# WHAT THIS TASK INVOLVES:
Your answer is a copy of every line in the records where "files" appears.

# RECORDS TO USE:

PR #8194, opened 2026-01-08
fix(topdown): correct operand in cheap range step

thevilledev:

`canGenerateCheapRangeStep` was checking the wrong operand when deciding whether to use the fast path for `numbers.range_step`. The `operands[1]` (y) instead of `operands[2]` (step).

The bug caused `numbers.range_step` to return undefined (empty result) when:
- x and y are small interned integers (e.g., 0-512)
- step is a big integer that doesn't fit in int

Consider `numbers.range_step(0, 10, 99999999999999999999)`. Current implementation returns `{}` (empty/undefined), and this fixed version returns `[0]`. It should be correct, as in start value only since step > range.

Fix operand index from 1 to 2 in `canGenerateCheapRangeStep`. Added a regression test.

The function signature is `numbers.range_step(a, b, step)`, so operands are `[a, b, step]` at indices `[0, 1, 2]`. See [v1/ast/builtins.go](https://github.com/open-policy-agent/opa/blob/main/v1/ast/builtins.go#L1477-L1493) for definition.

### Further comments:

Found while investigating `numbers.range` performance optimizations.

### DIFF
--- a/v1/test/cases/testdata/v1/numbersrangestep/test-numbersrangestep.yaml
+++ b/v1/test/cases/testdata/v1/numbersrangestep/test-numbersrangestep.yaml
@@ -101,3 +101,15 @@ cases:
       - x:
           - 2
           - 4
+  - note: numbersrangestep/big int step
+    query: data.test.p = x
+    modules:
+      - |
+        package test
+
+        p := num if {
+          num := numbers.range_step(0, 10, 99999999999999999999)
+        }
+    want_result:
+      - x:
+          - 0
--- a/v1/topdown/numbers.go
+++ b/v1/topdown/numbers.go
@@ -96,7 +96,7 @@ func canGenerateCheapRange(operands []*ast.Term) bool {
 
 func canGenerateCheapRangeStep(operands []*ast.Term) bool {
 	if canGenerateCheapRange(operands) {
-		step, err := builtins.IntOperand(operands[1].Value, 3)
+		step, err := builtins.IntOperand(operands[2].Value, 3)
 		if err == nil && ast.HasInternedIntNumberTerm(step) {
 			return true
 		}


v1/topdown/numbers_test.go
```diff
@@ -7,6 +7,28 @@ import (
...
+		t.Fatal("expected one result, got", len(qrs))
+	}
+
+	exp := ast.MustParseTerm(`{{out: [0]}}`)
+	result := queryResultSetToTerm(qrs)
+
+	if !result.Equal(exp) {
+		t.Fatalf("expected %v but got %v", exp, result)
+	}
+}
```
srenatus: Can you put that in a yaml test? The other consumers of those would benefit more then.

thevilledev: Ah yes, good point. Still learning the codebase 👌

v1/test/cases/testdata/v1/numbersrangestep/test-numbersrangestep.yaml
```diff
@@ -101,3 +101,15 @@ cases:
...
+    modules:
+      - |
+        package test
+
+        p := num if {
+          num := numbers.range_step(0, 10, 99999999999999999999)
+        }
+    want_result:
+      - x:
+          - 0
```
anderseknert, line 115: Not sure I understand this. Should this not generate a range? 🤔

thevilledev: Yes and it does! A single-element range of `[0]`. So the `range_step` builtin appends `0` to the result, steps by the many 9s and goes beyond the range at 10, and stops iterating. Resulting in just `[0]`.

thevilledev: And if you run this against `main` you get just an empty set:

```
--- FAIL: TestRego (0.28s)
    --- FAIL: TestRego/v1/numbersrangestep/big_int_step (0.00s)
        exported_test.go:194: unexpected query result:
            exp: {{"x": [0]}}
            got: set()
    --- FAIL: TestRego/v1/numbersrangestep/big_int_step#01 (0.00s)
        exported_test.go:194: unexpected query result:
            exp: {{"x": [0]}}
            got: set()
--- FAIL: TestRegoWithNDBCache (0.28s)
    --- FAIL: TestRegoWithNDBCache/v1/numbersrangestep/big_int_step#01 (0.00s)
        exported_test.go:194: unexpected query result:
            exp: {{"x": [0]}}
            got: set()
    --- FAIL: TestRegoWithNDBCache/v1/numbersrangestep/big_int_step (0.00s)
        exported_test.go:194: unexpected query result:
            exp: {{"x": [0]}}
            got: set()
FAIL
FAIL    github.com/open-policy-agent/opa/v1/topdown     0.656s
FAIL
```

anderseknert: Gotcha! Yep, I read it wrong.

PR #8195, opened 2026-01-08
docs: Address broken links from scanner

charlieegan3:
Related to https://github.com/open-policy-agent/opa/issues/8165


charlieegan3:
We are getting there!

PR #8196, opened 2026-01-08
docs: Fix a number of redirecting links

charlieegan3:
Fixes https://github.com/open-policy-agent/opa/issues/8165

Redirects are bad for user experience as they are slower, and bad for SEO too.

Related to #8195


charlieegan3:
Thanks Philip for the review!

PR #8173, opened 2026-01-03
perf(topdown): optimize union builtin

thevilledev:
### Why the changes in this PR are needed?

The `union()` builtin creates a result set with zero initial capacity, then grows it incrementally as elements are added from each input set. This causes repeated map and slice reallocations for large inputs.

### What are the changes in this PR?

Add `NewSetWithCapacity()` to `ast` package, exposing this same functionality to other packages.

Use it in `builtinSetUnion` to pre-allocate the result set by first counting total elements across all input sets, avoiding incremental reallocations as the result grows.

### Notes to assist PR review:

The optimization adds a first pass over the input sets to count elements, then pre-allocates accordingly. Worth mentioning that `.Len()` is O(1). The overhead of the extra iteration is minimal compared to avoiding multiple map/slice reallocations.

There is an existing benchmark for the built-in union at `BenchmarkSetUnion` and `BenchmarkSetUnionSlow`.

Run:

```bash
go test -bench="BenchmarkSetUnion" -benchmem '-run=^$' -count=10 ./v1/topdown/...
```

Benchstat results:

```
cpu: Apple M1 Pro
                       │     main      │                 fix                  │
                       │    sec/op     │    sec/op     vs base                │
SetUnion/10x10-8          17.05µ ±  4%   13.43µ ±  1%  -21.19% (p=0.000 n=10)
SetUnion/10x100-8         96.12µ ±  3%   50.35µ ± 24%  -47.61% (p=0.000 n=10)
SetUnion/10x250-8         218.2µ ±  4%   110.2µ ± 27%  -49.51% (p=0.000 n=10)
SetUnion/100x10-8        131.75µ ±  1%   87.19µ ±  8%  -33.82% (p=0.000 n=10)
SetUnion/100x100-8       1082.2µ ±  5%   518.4µ ±  2%  -52.10% (p=0.000 n=10)
SetUnion/100x250-8        2.407m ± 31%   1.279m ±  9%  -46.87% (p=0.000 n=10)
SetUnion/250x10-8         323.6µ ±  2%   218.2µ ± 12%  -32.56% (p=0.000 n=10)
SetUnion/250x100-8        2.503m ±  2%   1.274m ±  4%  -49.09% (p=0.000 n=10)
SetUnion/250x250-8        7.119m ±  4%   3.209m ±  5%  -54.92% (p=0.000 n=10)
SetUnionSlow/10x10-8      36.71µ ±  1%   36.85µ ± 11%        ~ (p=0.315 n=10)
[...]

PR #8172, opened 2026-01-03
perf(ast): optimize Set.Union

thevilledev:
### Why the changes in this PR are needed?

The `Set.Union` method has inefficiencies similar to those fixed for `Set.Intersect` and `Set.Diff` in #8167:

- Uses `Foreach()` which calls `sortedKeys()`, causing unnecessary sorting overhead.
- Uses `Add()` which resets `sortGuard` on every insertion.
- No pre-allocation, so starting with empty set and growing dynamically.

### What are the changes in this PR?

Use direct iteration and pre-allocation instead of `Foreach()` + `Add()`. Pre-allocate with `max(|A|, |B|)`. This strikes a balance between disjoint and overlapping set scenarios.

This eliminates:
- Unnecessary sorting via `sortedKeys()` as `Foreach` always calls `sortedKeys()`.
- Repeated sortGuard resets.
- Over-allocation for overlapping sets, as in naively always allocating `len(A) + len(B)`.

Add two new benchmarks: `BenchmarkSetUnion` and `BenchmarkSetUnionOverlapping`, following other similar benchmarks in the package.

### Notes to assist PR review:

Result sets have a fresh `sortGuard` (behind a `sync.Once`). When users access the result via `Iter()`, `String()`, `Foreach()`, etc., these methods call `sortedKeys()` which sorts in-place on first access.

Benchmarked with:

```bash
go test -bench="BenchmarkSetUnion" -benchmem '-run=^$' -count=10 ./v1/ast/...
```

Benchstat results:

```
cpu: Apple M1 Pro
                           │ ast_master.out │             ast_fix.out              │
                           │     sec/op     │    sec/op     vs base                │
SetUnion/5-8                   771.1n ± 11%   579.1n ± 10%  -24.89% (p=0.000 n=10)
SetUnion/50-8                  5.823µ ±  9%   4.062µ ± 11%  -30.24% (p=0.000 n=10)
SetUnion/500-8                 68.10µ ±  8%   52.13µ ± 34%  -23.45% (p=0.015 n=10)
SetUnion/5000-8               1022.4µ ±  3%   734.3µ ±  2%  -28.18% (p=0.000 n=10)
SetUnionOverlapping/5-8        448.0n ±  2%   318.6n ±  9%  -28.87% (p=0.000 n=10)
SetUnionOverlapping/50-8       4.428µ ± 22%   2.672µ ±  3%  -39.67% (p=0.000 n=10)
[...]

PR #8198, opened 2026-01-09
perf(topdown): pre-alloc in various builtins

thevilledev:

Several built-in functions construct new sets, objects, or arrays where the final size is known beforehand (e.g., based on the length of an input slice or map). Pre-allocating these structures avoids repeated resizing and re-hashing operations during population, reducing memory allocations and CPU usage.

Some of this work has already been done in #8172, #8173 and #8175. This PR is a mixed bag of straightforward changes to utilise up-front allocation.

Add a new initialiser `NewArrayWithCapacity(capacity int)` alongside of `NewSetWithCapacity` and `NewObjectWithCapacity`. Use these three in various places.

The changes are mechanical replacements of `NewSet()`, `NewObject()` and `NewArray()` with their `WithCapacity()` counterparts using known lengths.

`biunifyComprehensionArray` in `eval.go` was also optimized to use a Go slice for accumulation before creating the AST Array, similar to optimizations done in other files not included in this PR.

### Further comments:

There are numerous other occurences of NewSet/NewArray/NewObject in the codebase. Some of these cannot be optimised, often because the size is unknown or it's unbounded.

### DIFF
--- a/v1/ast/term.go
+++ b/v1/ast/term.go
@@ -1399,6 +1399,15 @@ func NewArray(a ...*Term) *Array {
 	return arr
 }
 
+// NewArrayWithCapacity returns a new empty Array with the given capacity pre-allocated.
+func NewArrayWithCapacity(capacity int) *Array {
+	return &Array{
+		elems:  make([]*Term, 0, capacity),
+		hashs:  make([]int, 0, capacity),
+		ground: true,
+	}
+}
+
 // Array represents an array as defined by the language. Arrays are similar to the
 // same types as defined by JSON with the exception that they can contain Vars
 // and References.
--- a/v1/topdown/cidr.go
+++ b/v1/topdown/cidr.go
@@ -300,7 +300,7 @@ func builtinNetCIDRMerge(_ BuiltinContext, operands []*ast.Term, iter func(*ast.
 
 	merged := evalNetCIDRMerge(networks)
 
-	result := ast.NewSet()
+	result := ast.NewSetWithCapacity(len(merged))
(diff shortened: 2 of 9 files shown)


thevilledev:
Keeping as a draft until I've ran the full benchmark suite for comparison 🤞

v1/topdown/casts.go
```diff
@@ -68,7 +68,7 @@ func builtinToArray(_ BuiltinContext, operands []*ast.Term, iter func(*ast.Term)
 func builtinToSet(_ BuiltinContext, operands []*ast.Term, iter func(*ast.Term) error) error {
 	switch val := operands[0].Value.(type) {
 	case *ast.Array:
-		s := ast.NewSet()
+		s := ast.NewSetWithCapacity(val.Len())
```
anderseknert: The casts functions are deprecated in OPA since many years back. I don't think there's any need to optimize them :)

thevilledev: Got it, I'll remove it 🙏

thevilledev:
Bench results here as a gist: https://gist.github.com/thevilledev/7511e5606661c72bd9818cea427a2479. At least:

- `ArrayIteration` has a nice improvement
- Minor improvements to GraphQL
- `JSONPatchReplace` is all over the place (but probably unrelated to this change?)

First time running the full test suite so I might be missing something :)

srenatus:
> `JSONPatchReplace` is all over the place (but probably unrelated to this change?)

Yup, this is a weird one.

# OUTPUT FOR THIS EXERCISE:
`biunifyComprehensionArray` in `eval.go` was also optimized to use a Go slice for accumulation before creating the AST Array, similar to optimizations done in other files not included in this PR.
(diff shortened: 2 of 9 files shown)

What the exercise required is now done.